Data excerpts
:::::

PR #232, opened 2018-06-14
Add  new option -> ResultsFailed to SubtaskResultsSettled.Origin

dybi:


dybi:
Ok, it is not needed - we have misunderstood the docs ;)

PR #234, opened 2018-06-18
uuid/bytes32 conversion methods

Krigpl:
waffle


Krigpl:
@jiivan Can you help with `codecov`?

Issue #103, opened 2018-01-24
Remove registered_message_types


jiivan:
Remove `registered_message_types`. Assume all children of `golem_messages.message.base.Message` are valid messages unless they have `ABSTRACT` class attribute set to `True`

Another solution is to use library similar to the one in Django.

PR #242, opened 2018-07-23
Remove registered_message_types

jiivan:
fixes: #103


golem_messages/message/__init__.py
```diff
@@ -48,114 +59,4 @@
 from golem_messages.message.concents import ForceReportComputedTask  # noqa
```
shadeofblue: we might consider removing the concent-related messages from the list as they are probably imported using more specific imports...

Issue #241, opened 2018-07-19
`TaskToCompute.ethereum_address_proof`


shadeofblue:
* [x] add the field to TaskToCompute
* [x] add test(s)

PR #243, opened 2018-08-16
ethereum address proof

shadeofblue:
closes https://github.com/golemfactory/golem-messages/issues/241

### DIFF
--- a/golem_messages/message/base.py
+++ b/golem_messages/message/base.py
@@ -7,6 +7,7 @@ import logging
 import struct
 import time
 import warnings
+import typing
 
 import semantic_version
 
@@ -300,7 +301,8 @@ class Message():
         sha.update(payload or b'')
         return sha.digest()
 
-    def serialize(self, sign_as: bytes = None, encrypt_func=None):
+    def serialize(
+            self, sign_as: typing.Optional[bytes] = None, encrypt_func=None):
         """ Return serialized message
         :return str: serialized message """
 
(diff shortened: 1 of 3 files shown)


shadeofblue:
@jiivan I'd leave it as an excercise for a later time since it may not necessarily be trivial...

golem_messages/message/base.py
```diff
@@ -500,6 +500,24 @@ def valid_slot(self, name):
             and (name not in Message.__slots__) \
             and (name in self.__slots__)
 
+    def _verify_signature(
+            self, signature: bytes, public_key: bytes, msg_hash: bytes = None
```
Krigpl: `msg_hash: Optional[bytes] = None` imo

golem_messages/message/tasks.py
```diff
@@ -251,6 +254,8 @@ class TaskToCompute(ConcentEnabled, TaskMessage):
         'size',  # the size of the resources zip file
         'concent_enabled',
         'price',  # total subtask price computed as `price * subtask_timeout`
+
+        '_ethsig'  # must be last
```
Krigpl: Why is that? Is it because of some backward compatibility where it may or may not be set, thus having different length? It's going to always be set eventually, right? Why implement handling of the non set case?

shadeofblue: @Krigpl no, rather so that it's not treated as part of the message itself (in which case, the signature would be part of the payload it then signs)

PR #249, opened 2018-08-17
+ deprecation warning against the use of root `message` module imports

shadeofblue:


rwrzesien:
@shadeofblue Wasn't that already forced by `v2.11.0` update ?

PR #629, opened 2026-06-29
Update CSS to allow filter to appear above results on zooming

niaevans9:
Caselist and Group filters overlap the content when zoomed in
Fix to stack the filter over the results when the user is zoomed in or the viewport is small

Before
image
After
image

### DIFF
--- a/assets/scss/overrides/_local.scss
+++ b/assets/scss/overrides/_local.scss
@@ -47,6 +47,39 @@
     width: 100%;
   }
 }
+
+// Responsive filter layout for accessibility
+.moj-filter {
+  max-width: 100%;
+}
+
+.caselist-filter-column,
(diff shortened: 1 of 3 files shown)


assets/scss/overrides/_local.scss
```diff
@@ -47,6 +47,39 @@
...
+  min-width: 0;
+}
+
+// Stack filter and results vertically when viewport is narrow
+// Allow users to see full filter options when zoomed in
+@media (max-width: 64em) {
+  .caselist-filter-column,
+  .caselist-results-column,
+  .group-filter-column,
+  .group-results-column{
```
raby, line 74: nit: inconsistent missing space may trigger a linter somewhere

raby (approved):
Looks good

:::::

WHAT THIS TASK INVOLVES |
Lines from the top of the data above through the line containing "sha.update(payload or b'')" must be repeated exactly. All other lines stay out.

REPLY |
PR #232, opened 2018-06-14
Add  new option -> ResultsFailed to SubtaskResultsSettled.Origin

dybi:


dybi:
Ok, it is not needed - we have misunderstood the docs ;)

PR #234, opened 2018-06-18
uuid/bytes32 conversion methods

Krigpl:
waffle


Krigpl:
@jiivan Can you help with `codecov`?

Issue #103, opened 2018-01-24
Remove registered_message_types


jiivan:
Remove `registered_message_types`. Assume all children of `golem_messages.message.base.Message` are valid messages unless they have `ABSTRACT` class attribute set to `True`

Another solution is to use library similar to the one in Django.

PR #242, opened 2018-07-23
Remove registered_message_types

jiivan:
fixes: #103


golem_messages/message/__init__.py
```diff
@@ -48,114 +59,4 @@
 from golem_messages.message.concents import ForceReportComputedTask  # noqa
```
shadeofblue: we might consider removing the concent-related messages from the list as they are probably imported using more specific imports...

Issue #241, opened 2018-07-19
`TaskToCompute.ethereum_address_proof`


shadeofblue:
* [x] add the field to TaskToCompute
* [x] add test(s)

PR #243, opened 2018-08-16
ethereum address proof

shadeofblue:
closes https://github.com/golemfactory/golem-messages/issues/241

### DIFF
--- a/golem_messages/message/base.py
+++ b/golem_messages/message/base.py
@@ -7,6 +7,7 @@ import logging
 import struct
 import time
 import warnings
+import typing
 
 import semantic_version
 
@@ -300,7 +301,8 @@ class Message():
         sha.update(payload or b'')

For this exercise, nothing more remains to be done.